The only walled city in the Caribbean, Old San Juan was founded by the Spanish in 1521. The fortified walls hold a maze of narrow cobbled streets lined with brightly painted 17th and 18th-century colonial-era houses.
The Spanish fortifications in San Juan are the oldest European construction in the territory of the United States and one of the oldest in the Americas.

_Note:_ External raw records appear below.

PR #977, opened 2017-09-04
Add config option for outputArea fontsize.

### LINKED ISSUE #971: The fonts of output_area and watch is too small and can't zoom.
It's no doubt that hydrogen is an awesome plugin for atom,but the font of "output area" and "watch" is too small to see clearly.My suggestion is it's better be modified by hydrogen config or just can zoom in or out by Ctrl+mouse wheel.

dwolfschlaeger:
Resolve #971 

Hello,

I added a new config option for the fontsize in the output area. You can change the size by changing the default to 14 for example.

Cheers

### DIFF
--- a/lib/components/result-view/history.js
+++ b/lib/components/result-view/history.js
@@ -47,7 +47,9 @@ const History = observer(({ store }: { store: OutputStore }) => {
       </div>
       <div
         className="multiline-container"
-        style={{ fontSize: atom.config.get(`Hydrogen.outputAreaFontSize`) }}
+        style={{
+          fontSize: atom.config.get(`Hydrogen.outputAreaFontSize`) || "inherit"
+        }}
       >
         <Output
           output={toJS(output)}
--- a/lib/components/result-view/history.js
+++ b/lib/components/result-view/history.js
@@ -45,7 +45,10 @@ const History = observer(({ store }: { store: OutputStore }) => {
           onClick={store.incrementIndex}
         />
       </div>
-      <div className="multiline-container">
+      <div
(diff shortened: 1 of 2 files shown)


lib/config.js
```diff
@@ -30,6 +30,13 @@ const Config = {
       type: "boolean",
       default: true
     },
+    outputAreaFontSize: {
+      title: "Change fontsize of Output area",
+      includeTitle: false,
+      description: "Change the fontsize of the Output area.",
+      type: "integer",
+      default: "inherit"
```
lgeiger: I don't think with integer we can use `"inherit"` as a default value here since it is a string. We'll need to handle this in JS. But at least we can add `minimum: 1,` to limit it.

lib/components/result-view/history.js
```diff
@@ -45,7 +45,10 @@ const History = observer(({ store }: { store: OutputStore }) => {
           onClick={store.incrementIndex}
         />
       </div>
-      <div className="multiline-container">
+      <div
+        className="multiline-container"
+        style={{ fontSize: atom.config.get(`Hydrogen.outputAreaFontSize`) }}
```
lgeiger: Does this work even without `px`?

In any case we should now handle the missing default value here:
```js
atom.config.get(`Hydrogen.outputAreaFontSize`) || "inherit"
```

lgeiger:
I think it would be great to support this setting in the [Inspector](https://github.com/nteract/hydrogen/blob/master/lib/components/inspector.js) as well. This way we scale all side bar components consistently. But we could do this in a future PR.

PR #978, opened 2017-09-05
External Output: Add scrolling list view

lgeiger:
As mentioned by @ivanov in https://github.com/nteract/hydrogen/pull/825#issuecomment-304947011 it would be nice to have a single page where output is appended at the bottom. Somehow I forgot to follow up on this idea 😉 

This PR allows users of the external output panel to switch between two modes. One can either flip back and forth between outputs or have a single page where output is appended at the bottom and scrolled into view:
scroll

### DIFF
--- a/lib/components/output-area.js
+++ b/lib/components/output-area.js
@@ -2,13 +2,15 @@
 
 import { CompositeDisposable } from "atom";
 import React from "react";
+import { action, observable } from "mobx";
 import { observer } from "mobx-react";
-import { toJS } from "mobx";
 
 import History from "./result-view/history";
+import ScrollList from "./result-view/list";
 import { OUTPUT_AREA_URI } from "./../utils";
 
 import typeof store from "../store";
+import type { IObservableValue } from "mobx";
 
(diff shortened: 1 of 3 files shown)


rgbkrk:
Love it!

lgeiger:
We shouldn't merge before #954 to not cause more rebase pain.

lgeiger:
Rebased onto  #954

lib/components/output-area.js
```diff
@@ -18,20 +20,23 @@ const EmptyMessage = () => {
...
+  setScrollList = () => {
+    this.showHistory.set(false);
+  };
 
-  const handleClick = () => {
+  handleClick = () => {
+    const kernel = this.props.store.kernel;
     if (!kernel || !kernel.outputStore) return;
-    //convert output to a plain js object
-    const output = toJS(kernel.outputStore.outputs[kernel.outputStore.index]);
```
BenRussert: I've been testing this just now and have not had any issues without the `toJS` call :smile:

PR #983, opened 2017-09-09
Escape ANSI before copying to clipboard

lgeiger:
Closes https://github.com/nteract/hydrogen/pull/954#issuecomment-328281228


package.json
```diff
@@ -55,6 +55,7 @@
     "@nteract/display-area": "^2.4.0",
     "@nteract/transform-plotly": "^2.2.0",
     "@nteract/transforms": "^2.4.0",
+    "anser": "^1.4.3",
```
lgeiger: We already have anser as an implicit dependency in our transforms.

rgbkrk:
:shipit:

PR #991, opened 2017-09-13
Fix: Don't set default Inspector font size to 0px

lgeiger:
Slipped through in #980


lib/components/inspector.js
```diff
@@ -26,7 +26,15 @@ const Inspector = observer(({ store: { kernel } }: Props) => {
...
   // $FlowFixMe React element `Transform`. Expected React component instead of Transform
   const Transform = transforms[mimetype];
-  return <Transform data={bundle[mimetype]} />;
+  return (
+    <div
+      style={{
+        fontSize: atom.config.get(`Hydrogen.outputAreaFontSize`) || "inherit"
+      }}
+    >
+      <Transform data={bundle[mimetype]} />
```
rgbkrk: Nice!

PR #998, opened 2017-09-17
Plugin api on start kernel subscription

BenRussert:
This would add an event callback option to the kernel api in the same pattern as `onDidChangeKernel` except it only fires when a new kernel is started.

The forts and city walls are fine examples of historic military architecture that reflect the power of the early Spanish Empire and the spread of European culture.
The wealth stored in San Juan by conquistadors and their loyal merchants was a magnet for numerous European pirates and armies, including Sir Francis Drake, who tried to take the city in 1595, and the Dutch General Boudewin Hendricksz, who attempted the same thing in 1625. None of them managed it thanks to the four hefty forts such as El Morro, La Fortaleza and San Cristobal and the high sandstone city walls.
The othic Cathedral of San Juan, erected in 1540 by seafarers grateful to have escaped shipwreck in the shark-infested, reef-spiked, stormy waters of the Caribbean. Local homes in Old San Juan are decorated with wrought iron balconies and hanging baskets of flowers. Shops, restaurants and bars enliven the atmospheric historic centre as do museums, churches and theatres.